Petropedetes euskircheni
- Conservation status: Endangered (IUCN 3.1)

Scientific classification
- Kingdom: Animalia
- Phylum: Chordata
- Class: Amphibia
- Order: Anura
- Family: Petropedetidae
- Genus: Petropedetes
- Species: P. euskircheni
- Binomial name: Petropedetes euskircheni Barej et al., 2010

= Petropedetes euskircheni =

- Authority: Barej et al., 2010
- Conservation status: EN

Species of frog

Map of Cameroon where Petropedetes euskircheni are found.

Petropedetes euskircheni is a species of African torrent frog found in Cameroon.

== Description ==
It is a marbled brown frog. They have a thin white band between the eyes. The underside is white.

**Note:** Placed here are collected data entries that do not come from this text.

PR #383, opened 2022-07-11
Use `LogWithID` and similar everywhere

joeldudley:

We have introduced `LogWithID` and similar methods to automate prefixing a node's ID to a log message. But we used it inconsistently, in part because we didn't have similar methods for `log.Panic` and `log.Trace`.

Functional.

- Introduces `TraceWithID` and `LogWithID` everywhere
- Uses the logging methods everywhere they apply
- Creates a `nodeShortID` field on the enclave client to avoid endless recalculation of the node's short ID

### DIFF
--- a/go/common/logging.go
+++ b/go/common/logging.go
@@ -9,29 +9,29 @@ import (
 // LogWithID logs a message at INFO level with the aggregator's identity prepended.
 func LogWithID(nodeID uint64, msg string, args ...interface{}) {
 	formattedMsg := fmt.Sprintf(msg, args...)
-	log.Info(fmt.Sprintf(">   Agg%d: %s", nodeID, formattedMsg))
+	log.Info(">   Agg%d: %s", nodeID, formattedMsg)
 }
 
 // WarnWithID logs a message at WARN level with the aggregator's identity prepended.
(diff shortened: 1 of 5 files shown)


go/common/logging.go
```diff
@@ -18,8 +18,20 @@ func WarnWithID(nodeID uint64, msg string, args ...interface{}) {
 	log.Warn(fmt.Sprintf(">   Agg%d: %s", nodeID, formattedMsg))
 }
 
+// TraceWithID logs a message at TRACE level with the aggregator's identity prepended.
+func TraceWithID(nodeID uint64, msg string, args ...interface{}) {
+	formattedMsg := fmt.Sprintf(msg, args...)
+	log.Trace(fmt.Sprintf(">   Agg%d: %s", nodeID, formattedMsg))
```
BedrockSquirrel, line 24: Can we pull this pattern string out into a constant?

BedrockSquirrel (commented):
Minor comment, if you make that change then I think "Agg%d" should only be appearing once across the codebase if you got them all :)

go/common/logging.go
joeldudley: Done

PR #1847, opened 2024-03-20
Add security headers

Jennievon:
### Why this change is needed

https://github.com/ten-protocol/ten-internal/issues/3140
Add security headers as proposed by Beagle Security mitigation techniques

- set `X-Frame-Options` to `deny` to prevent the page from being loaded in an iFrame
-  set `X-Content-Type-Options` to `nosniff` to indicate the browser shouldn't interpret the response as something other than the specified content type

### PR checks pre-merging


zkokelj (approved):
LGTM!
Maybe worth checking if we need to include also some other security related tags with this PR

PR #1849, opened 2024-03-21
Network tests: refactor config to allow for HA

BedrockSquirrel:
### Why this change is needed

First tests for multi-enclave nodes will be run from network tests.

The config was a bit confusing, and wanted options to be more easily creatable for things like number of nodes, number of enclaves etc. so simplified it a bit.

Also did some Obscuro -> Ten renames where I saw them.

### PR checks pre-merging


tudor-malene (approved):
lgtm

PR #1851, opened 2024-03-25
remove legacy signature type

zkokelj:
### Why this change is needed

I already removed old wallet extension endpoints from the gateway. Now we only use and produce new signatures (EIP712 and PersonalSign). There is no need to support old legacy format anymore and it just adds additional complexity to our codebase. 

Removed old legacy format for signed viewing keys.

### PR checks pre-merging

### DIFF
--- a/go/common/viewingkey/viewing_key.go
+++ b/go/common/viewingkey/viewing_key.go
@@ -5,7 +5,6 @@ import (
 	"encoding/hex"
 	"fmt"
 
-	"github.com/ethereum/go-ethereum/accounts"
 	gethcommon "github.com/ethereum/go-ethereum/common"
 	"github.com/ethereum/go-ethereum/crypto"
 	"github.com/ethereum/go-ethereum/crypto/ecies"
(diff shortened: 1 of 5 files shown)


go/common/viewingkey/viewing_key.go
```diff
@@ -33,41 +32,45 @@ type RPCSignedViewingKey struct {
 }
 
 // GenerateViewingKeyForWallet takes an account wallet, generates a viewing key and signs the key with the acc's private key
-// uses the same method of signature handling as Metamask/geth
-// TODO @Ziga - update this method to use the new EIP-712 signature format / personal sign after the removal of the legacy format
 func GenerateViewingKeyForWallet(wal wallet.Wallet) (*ViewingKey, error) {
-	// generate an ECDSA key pair to encrypt sensitive communications with the obscuro enclave
-	vk, err := crypto.GenerateKey()
+	chainID := int64(443)
```
BedrockSquirrel, line 36: I think wallet has a chainID field on it, might be better to use that rather than hardcoding if poss. In case we end up with different chainIDs on diff Ten networks eventually.

BedrockSquirrel (approved):
LGTM, but probably better to avoid hardcoded chain ID if poss.

go/common/viewingkey/viewing_key.go
zkokelj: nice, fixed 👍

PR #1852, opened 2024-03-26
HA: Support multiple enclaves on a single host

BedrockSquirrel:
### Why this change is needed

We want the host to be able to failover if an enclave fails. This will be especially important for a highly available sequencer.

As a preliminary step we need hosts to be able to interact with multiple enclaves and keep them up-to-date.

- Change host config to receive comma-seperated list of enclave RPC addresses instead of a single one
- Create a guardian per enclave, only the first one is a 'sequencer' guardian for now (no support for failing over sequencer functionality yet, and no support for making RPC requests to the secondary enclave).
- Add a basic test that brings up the network with this double-enclave sequencer and checks it is functional 
- This tests basic functionality like the sequencer was able to perform the protocol secret handshake for both of its enclaves and keep them both up to date.

### PR checks pre-merging


tudor-malene (approved):
lgtm

PR #1857, opened 2024-03-29
Ziga/fix gateway frontend issues after geth rpc

zkokelj:
### Why this change is needed

After merging PR with Geth RPC there were some frontend issues. But we decided to fix them in this PR.

- fixed the response of the `/network-health` endpoint (before this endpoint was not used and request was forwarded to ethereumRPC handler which forwarded the response to the node. After implementing geth RPC we don't have that endpoint and this endpoint was actually called. I decided to return the response in the same format as before).

- fixed some differences regarding encryptionToken and `0x` prefix that emerged in that PR.

### PR checks pre-merging


tudor-malene (approved):
lgtm

PR #1860, opened 2024-04-02
Host: notify batch subscribers of new batches from any src

BedrockSquirrel:
### Why this change is needed

The L2 batch repo only notifies subscribers of new batches from p2p source. This was convenient but confusing.

It is more re-usable if it notifies on every batch that is new to the host, so it will work for sequencers.

### PR checks pre-merging


tudor-malene (approved):
lgtm

PR #1869, opened 2024-04-03
Fix parsing both tokens with 0x prefix and without it

zkokelj:
### Why this change is needed

This is a temporary fix that enables local testnet again.
In a separate PR I will provide full solution with consistent usage of `0x` prefix and fixed gateway issues.

Local testnet was successfully started with this branch: https://github.com/ten-protocol/ten-test/actions/runs/8543430314/job/23407243846

 accept both tokens with `0x` prefix and without it.

### PR checks pre-merging


BedrockSquirrel (approved):
LGTM

PR #1876, opened 2024-04-12
Ziga/add gateway reverse proxy

zkokelj:
### Why this change is needed

After RPC changes website and static files are served from `/static`. We want to keep serving website from root `/` as this is much more user friendly and keep API endpoints untouched at `/v1`.

- nginx is used as a reverse proxy (there are some additional changes needed in Dockefile, githib actions, etc. to make it work in Docker while allowing us to have same deployment process with Github actions).
- small bug with migrations was discovered and is also fixed with this bug (`ADD COLUMN IF NOT EXISTS`)

### PR checks pre-merging


tudor-malene (approved):
lgtm

PR #1881, opened 2024-04-19
Fix failed rollup insertion on Host

badgersrus:
### Why this change is needed

https://github.com/ten-protocol/ten-internal/issues/3246

The connections to postgres keep running out and theres a lot of failed rollup insertions that result in idle connections.

```
| idle in transaction (aborted) | -8488598446982951149 | INSERT INTO rollup_host (hash, start_seq, end_seq, time_stamp, ext_rollup, compression_block) values ($1, $2, $3, $4, $5, $6) | client backend |
```

If this doesn't fix it we can try connection pooling via Azure but theres a cost associated. 

* Add rollback to storage interface

### PR checks pre-merging

### DIFF
--- a/go/host/storage/hostdb/hostdb.go
+++ b/go/host/storage/hostdb/hostdb.go
@@ -59,3 +59,10 @@ func (b *dbTransaction) Write() error {
 	}
 	return nil
 }
+
+func (b *dbTransaction) Rollback() error {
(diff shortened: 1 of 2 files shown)


badgersrus:
> lgtm
> 
> interesting. without the rollback, it doesn't return the connection to the pool.

I suspect this is postgres specific behaviour

PR #1884, opened 2024-04-26
Ziga/gateway verbose logging and bugfix

zkokelj:
### Why this change is needed

- Currently there is a bug in the Gateway causing following errors: 
```
2024/04/25 20:49:35 http: panic serving 127.0.0.1:59676: interface conversion: interface {} is map[string]interface {}, not string
```
- To improve further error checking we want to turn on verbose error checking for all deployed testnets

- additional type check
- verbose flag set to true in the deployment script

### PR checks pre-merging


tudor-malene (approved):
lgtm

PR #1904, opened 2024-05-09
Host: notify separately for new heads and new validated heads

BedrockSquirrel:
### Why this change is needed

We have bugs that are likely caused by the host newHeads subscriptions getting notified of new batches before the enclave has processed them.

Separate out the L2 repo's subscribers between those that want to know about a new head added to the DB and a new head batch that has been validated by that node's own enclave. Use the latter for the new heads RPC subscriptions.

### PR checks pre-merging


tudor-malene (approved):
lgtm

PR #1920, opened 2024-05-16
change /info/health/ from post to get

zkokelj:
### Why this change is needed

use GET request for `/info/health/` like with other endpoints 

### PR checks pre-merging

### DIFF
--- a/tools/tenscan/frontend/api/general.ts
+++ b/tools/tenscan/frontend/api/general.ts
@@ -9,6 +9,5 @@ export const fetchTestnetStatus = async (): Promise<
   return await httpRequest<ResponseDataInterface<boolean>>({
     method: "get",
     url: pathToUrl(apiRoutes.getHealthStatus),
-    data: { jsonrpc: "2.0", method: "obscuro_health", id: 1 },
   });
 };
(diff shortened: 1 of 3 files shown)


tools/tenscan/frontend/api/general.ts
```diff
@@ -7,8 +7,8 @@ export const fetchTestnetStatus = async (): Promise<
   ResponseDataInterface<boolean>
 > => {
   return await httpRequest<ResponseDataInterface<boolean>>({
-    method: "post",
+    method: "get",
     url: pathToUrl(apiRoutes.getHealthStatus),
-    data: { jsonrpc: "2.0", method: "obscuro_health", params: [], id: 1 },
```
badgersrus, line 12: I think we can get rid of this param from both functions since we're calling the HTTP endpoint at `/info/health` and not the RPC endpoint at `obscuro_health`

badgersrus (approved):
If we get rid of those two `data` params and tested those functions still work then this is good to go.

tools/tenscan/frontend/api/general.ts
zkokelj: removed 🗑️

Issue #99, opened 2017-05-16
Unable to set srcs to glob with buildozer.


har79:
Buildozer assumes the value for the srcs attribute is always a list, preventing the use of globs. For example:
`buildozer "set srcs glob(["*"])" $target`
produces the attribute
`srcs = ["glob([\"*\"])"]`

PR #100, opened 2017-05-16
Handle glob arguments in buildozer.

har79:
If a list attribute has a single glob argument, it will now be treated as a literal argument instead.

For example,
`> buildozer 'set srcs glob(["*.go"])' $target`
produces `srcs = glob(["*.go"])` instead of `srcs = ["glob([\"*.go\"])"]`.

To fix https://github.com/bazelbuild/buildtools/issues/99.


laurentlb:
Ideally, we'd find a more general solution.
But we can do this for now.

Issue #70, opened 2017-03-22
certain buildifier runs are not idempotent


pmbethe09:
after running buildifier, you would expect the 2nd time around to be unchanged/identical, but apparently not for some cases:

example
$ cat > /tmp/dir/BUILD
py_test(
    tags = ["manual", "local"],  # comment                                                   
)

$ cat /tmp/dir/BUILD | buildifier
py_test(
    tags = [
        "manual",
        "local",
    ],  # comment
)

$ cat /tmp/dir/BUILD | buildifier | buildifier
py_test(
    tags = [
        "manual",
        "local",  # comment
    ],
)

vladmos:
The issue has been fixed in #102

PR #102, opened 2017-06-02
Fix disappearing comments

### LINKED ISSUE #68: Buildifier removes some comments

vladmos:
Fixes #68. #70 seems to also be fixed by this.


laurentlb:
Looks good!

PR #115, opened 2017-06-21
Return non zero code, if check mode failed

davido:
Fixes: #110.

The point of check mode is to be able to verify the formatting of BUILD
files from the CI:

```
  $ buildifier -mode=check $(find . -name BUILD)
```

Choose the next free return value 4, and return it in case, reformat is
needed.


bazel-io:

pmbethe09:
Jenkins, test this please.

PR #129, opened 2017-08-24
Remove references to `g4 edit`

drigz:
gofmt has also removed some whitespace - let me know if that's not desired and I can revert it.


pmbethe09:
nice catch.

pmbethe09:
LGTM

PR #130, opened 2017-08-25
ParseLabel(): handle labels without colons

drigz:
Before: "label" was interpreted as "label:label", but it actually refers
to ":label".

https://docs.bazel.build/versions/master/build-ref.html#labels


laurentlb:
LGTM, thanks!

PR #131, opened 2017-08-25
Parse WORKSPACE for BUILD files of external repos

drigz:
This can then be used by buildozer to locate such BUILD files. It won't
work for repos defined with Skylark - for example, for [Tensorflow][1]
it could locate models.BUILD but not the BUILD files in third_party.

[1]: https://github.com/tensorflow/tensorflow/blob/master/WORKSPACE

### DIFF
--- a/wspace/workspace.go
+++ b/wspace/workspace.go
@@ -18,8 +18,11 @@ distributed under the License is distributed on an "AS IS" BASIS,
 package wspace
 
 import (
+	"io/ioutil"
 	"os"
 	"path/filepath"
+
+	"github.com/bazelbuild/buildtools/build"
 )
 
 const workspaceFile = "WORKSPACE"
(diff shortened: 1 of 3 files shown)


pmbethe09:
Why not just call bazel query instead?

drigz:
@pmbethe09 Is that possible? I can't see how I would query repository rules, and [the docs](https://docs.bazel.build/versions/master/query.html) don't say much about external repos.

pmbethe09:
Ah good point -- not so much for repository rules.

wspace/workspace.go
```diff
@@ -62,3 +65,33 @@ func Find(dir string) (string, error) {
 	}
 	return Find(filepath.Dir(dir))
 }
+
+// FindRepoBuildFiles parses the WORKSPACE to find BUILD files for non-Bazel
+// external repositories, specifically those defined by one of these rules:
+//   new_local_repository(), new_git_repository(), new_http_archive()
+func FindRepoBuildFiles(root string) (map[string]string, error) {
```
pmbethe09: seems fine, but where will this be used?

drigz: Check out my next change here: https://github.com/drigz/buildtools/commit/635278c78f52adca6bda6d34f5746cc2b4c44c88

I've been using it for running buildozer against BUILD files for non-bazel repositories.

PR #135, opened 2017-09-05
Load BUILD files for external (new_*) repos

drigz:
This adds an extra output variable to `ParseLabel()` for the repository,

== Distribution and ecology ==
Petropedetes euskircheni is only found in two confirmed places: Mt. Kupe and Mt. Nlonako. The two localities have some but little genetic variation but can not be distinguished by their colors or morphometrics. The elevations they have been found in are 910–1652 m. They can be found in rapid-flowing streams and on steep rocks. They can also be found sitting on the nearby vegetation in a height of 20–180 cm.

== Etymology ==
The name "euskircheni" is a patronym of Oliver Euskirchen.